» **Dataset entries**
-- -- --

Issue #4787, opened 2020-11-19
ItemFrameMeta to SPAWN invisible item frames


Rincewind34:
**Is your feature request related to a problem? Please describe.**
I would like to create the ITEM, that can "spawn" an invisible item frame introduced in 1.16.

**Describe the solution you'd like**
A new subclass of ItemMeta with a new method

**Describe alternatives you've considered**
Current work around: meta.getPersistentDataContainer().set(new NamespacedKey(plugin, "invisible"), PersistentDataType.BYTE, (byte) 1);

kennytv:
https://papermc.io/javadocs/paper/1.16/org/bukkit/entity/ItemFrame.html#setVisible-boolean-

kennytv:
Whoops sorry, misread it. 🤔

Rincewind34:
The title was a little bit misleading. I changed it ;)

lynxplay:
Closing this as it will be implemented via properly API lands. Exposing meta API for this seems like more trouble than what this feature is worth to maintain.

I hope you can understand, we are going to work hard on the property API so this should be possible sooner than later :)

codeHusky:
This didn't end up getting implemented in the DataComponent PR, is there still a current plan to implement this or was the ability to affect ItemFrame visibility / fixed state on an ItemMeta level (as well as the other CraftMetaEntityTag items)? @Owen1212055

electronicboy:
The issue is that there is no current means of representing an entity tag in the API, and the desire to deal with this while mojang is heavily churning how they represent data in the server is ultra low

codeHusky:
Gotcha, makes sense, glad it's on the radar at least. Will work around the API gap in the meantime

Issue #4708, opened 2020-10-31
Implement a way to read/write itemmeta without expensive cloning


ghost:
**Is your feature request related to a problem? Please describe.**
Itemstack.getItemmeta() even when you only want something like displayname clones the entire meta and if the item is a written book, runs heavy regex on every page taking excess of 100ms in some cases

**Describe the solution you'd like**
perhaps getitemmeta(boolean snapshot) or a new interface called liveItemmeta etc. Something that wouldn't break plugins already using it this way. Perhaps _parts_ of the meta could be initialized when the for example getlore() methods are called etc

**Describe alternatives you've considered**
There isn't really any other solution other than using NMS to read NBT an item's NBT tags.

**Additional context**

electronicboy:
ItemMeta is contractually a snapshot, there is no way to implement ItemMeta without cloning the entire existing data structure; This would need to be an entirely separate API for this specific purpose

MiniDigger:
I mean, couldn't you say the same about block states? yet paper still allows you not take a snapshot

electronicboy:
That API works fundamentally differently to how ItemMeta works

Issue #7747, opened 2022-04-18
1.18.2 Paper Server Wipes NBT Data in Villager Trades


bryanmcgrane:
### Expected behavior

I believe I found an issue with Paper 1.18.2. Upgrading from a vanilla server to Paper totally broke my quests, so I had to roll back to vanilla. I have a hunch it's a bug in the way Paper reads and stores NBT data.

So on my server, I have custom items that are used in quests. These items can look like this:
/give @p copper_ore{display:{Name:'{"text":"Super Copper"}',Lore:['{"text":"It\'s amazing"}']},Enchantments:[{}]} 1

Notice - this copper ore has Enchantments:[{}] - this is to give it a glint without actually giving it any other enchantments.

Now, when players receive these items through the quests, they'll trade them into villagers that look like this:
/summon villager ~ ~ ~ {Offers:{Recipes:[{buy:{id:"minecraft:copper_ore",Count:1b,tag:{display:{Name:'{"text":"Super Copper"}',Lore:['{"text":"It\'s amazing"}']},Enchantments:[{}]}},sell:{id:"minecraft:iron_axe",Count:1b}}]}}

It seems when a player opens a dialog with this villager and attempts to trade, sometimes the Enchantments:[{}] tag information will be removed from either the trading item or the villager trade itself. This means the quest is completely broken and / or the player loses their quest item.

Is this a known issue? I am happy to provide as much detail as required, as I am unable to use Paper right now, and I need to for the chunk loading optimizations.

### Observed/Actual behavior

What I observed is the NBT data is altered when trading with a villager.

In vanilla, this does not occur.

### Steps/models to reproduce

Give yourself and item:
```
/give @p copper_ore{display:{Name:'{"text":"Super Copper"}',Lore:['{"text":"It\'s amazing"}']},Enchantments:[{}]} 1
```

Create a villager:
```
/summon villager ~ ~ ~ {Offers:{Recipes:[{buy:{id:"minecraft:copper_ore",Count:1b,tag:{display:{Name:'{"text":"Super Copper"}',Lore:['{"text":"It\'s amazing"}']},Enchantments:[{}]}},sell:{id:"minecraft:iron_axe",Count:1b}}]}}
```

Attempt to trade with this villager several times.

### Plugin and Datapack List

None

### Paper version

I did not capture the exact version, as I am now rolled back: 1.18.2

Machine-Maker:
[...]

PR #7335, opened 2022-01-14
Fix StoredEnchants reordering inconsistently

Machine-Maker:
Fixes https://github.com/PaperMC/Paper/issues/6437

Tested using the reproduction steps outlined in above issue.

I think its better to not reorder stored enchants, as the order does have an effect on anvil usage. It's also a smaller diff, less to maintain, and will change 0 existing items, only newly created ones as LinkedHashSets keep the order from the EnchantmentMap but don't change it.

PR #8711, opened 2022-12-22
Paper Item Property API

### LINKED ISSUE #8757: Ability to get entity data from spawner eggs and spawner block (and eventually other ItemMeta and BlockState containing entities/entity tags)

I'm writing a plugin to scan my world for cheated/unusual stuff. I intend to scan everything, like blocks, entities, inventories,...
I try my best to look into entity/tileentity inventories, inventories in items (shulker box),... 
I know that spawner blocks and spawner eggs can have custom nbt that would be copied into the spawned entity (like pre-filled custom name, inventory content,... ).
I'm not able to find API that provides the entity data (in `SpawnEggMeta` for the item meta of spawner eggs, and `CreatureSpawner` block state for the spawner block), except the `EntityType`.

- 1st idea: provide a method to get an instance of Entity that correspond to the type and data of the spawner, and is not actually spawned in the world (like if it was already dead or despawned instantly), so it is possible to use the bukkit entity api to access all the desired data.
- Another solution is to provide a method to actually trigger the spawning of the entity (this is the same as above, but we are not returning a dead/not-spawned entity instance). The plugin dev would also have the choice to kill/delete the entity or not, after.
- Alfway solution: the method would have a boolean parameter to determine if the entity is spawned into the world or not.

- Access the nbt data directly
- don't scan my world that much, there is a low chance that someone thought about hiding a cheated item in a shulker-box inside a mule inventory that is stored in a spawner egg... 

### Other

In addition to solve the initial issue, the presented solution would also provide a way to programmatically spawn an entity based on a spawner egg item or a spawner block.

EDIT: it would also be nice to have this functionality extended for:
- Other items that spawn entities: ItemFrame (no specific ItemMeta interface), ArmorStand (`ArmorStandMeta`) and Aquatic mob buckets (`TropicalFishBucketMeta`, `AxolotlBucketMeta`) that can all have a EntityTag tag in their NBT.
- BlockState:
    - Beehive (and possibly all `EntityBlockStorage`) with the possibility to list the entities without having to release them (with releaseEntities() method)

Owen1212055:
Very much WIP, but is the coming of future sponge-inspired ways to manipulate items/entity data.

The current approach to edit items has poorly aged, and in general, creates a lot of issues due to it acting as its own implementation. This PR aims to prevent the API from interacting with items unless necessary, preventing unnecessary parsing and in general useless reparsing for each item.

ItemMeta is still very important as it allows plugin developers to have a more friendly way of editing items. In this PR, it is proposed that we add a new property API that allows developers to ALSO directly edit values themselves. This area of the API would be marked as experimental and in general, would be subject to changes if Mojang changes nbt tags. 

(WIP WIP WIP)
```java
ItemStack itemstack = ItemStack.of(Material.STONE);
itemstack.getPropertyHolder().set(ItemProperties.DAMAGE, 0);

// Same thing as (but more performant since it directly edits the item)
ItemMeta meta = itemstack.getItemMeta(); // Clones the item nbt compound to a meta wrapper
meta.setDamage(0); // modifies that wrapped meta
itemstack.setItemMeta(meta); // overrides the wrapped meta
```

Using the property system, you can directly modify a value without needing to do any sort of cloning, it's a 1:1 operation. ItemMeta has also been improved in this, as now it will instead act as a **wrapper** that uses this item property api internally. This means that the behavior of the property/meta api will be consistent. For legacy reasons item meta will still need to be cloned, so it will have a small overhead as it clones the underlying NBT tag. After that, however, it is still much faster and prevents parsing the entire item.

Future goals:
- [ ] Figure out what to do about things that need api only itemstacks.
- [ ] Use this same property system to allow for entity nbt manipulation. (For example, making a zombie a baby in spawn egg)
- [ ] Thoroughly test
- [ ] Finalize design points
- [ ] Always use a compound based stack
- [ ] ItemStack interface maybe?

Fixes:
#4708 
#5071 
#6719 
#6689
#6437 
#6414
#7747
#7335

To fix:
https://github.com/PaperMC/Paper/issues/4787

---
Download the paperclip jar for this pull request: [paper-8711.zip](https://nightly.link/PaperMC/Paper/actions/artifacts/1140490339.zip)


patches/api/0423-Paper-Item-API.patch
```diff
@@ -0,0 +1,653 @@
...
+-import org.jetbrains.annotations.NotNull;
+-import org.jetbrains.annotations.Nullable;
+ 
+ /**
+  * A ClassLoader for plugins, to allow shared classes across multiple plugins
+@@ -66,6 +67,24 @@ public final class PluginClassLoader extends URLClassLoader { // Spigot
+         this.logger = com.destroystokyo.paper.utils.PaperPluginLogger.getLogger(description); // Paper - Register logger early
+ 
+         try {
++
```
olijeffers0n: what is this lol?

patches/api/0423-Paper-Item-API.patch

-- -- --

» **Exercise aim**
Look through the records and gather every line containing "means".

» **Completed exercise**
The issue is that there is no current means of representing an entity tag in the API, and the desire to deal with this while mojang is heavily churning how they represent data in the server is ultra low
It seems when a player opens a dialog with this villager and attempts to trade, sometimes the Enchantments:[{}] tag information will be removed from either the trading item or the villager trade itself. This means the quest is completely broken and / or the player loses their quest item.
Using the property system, you can directly modify a value without needing to do any sort of cloning, it's a 1:1 operation. ItemMeta has also been improved in this, as now it will instead act as a **wrapper** that uses this item property api internally. This means that the behavior of the property/meta api will be consistent. For legacy reasons item meta will still need to be cloned, so it will have a small overhead as it clones the underlying NBT tag. After that, however, it is still much faster and prevents parsing the entire item.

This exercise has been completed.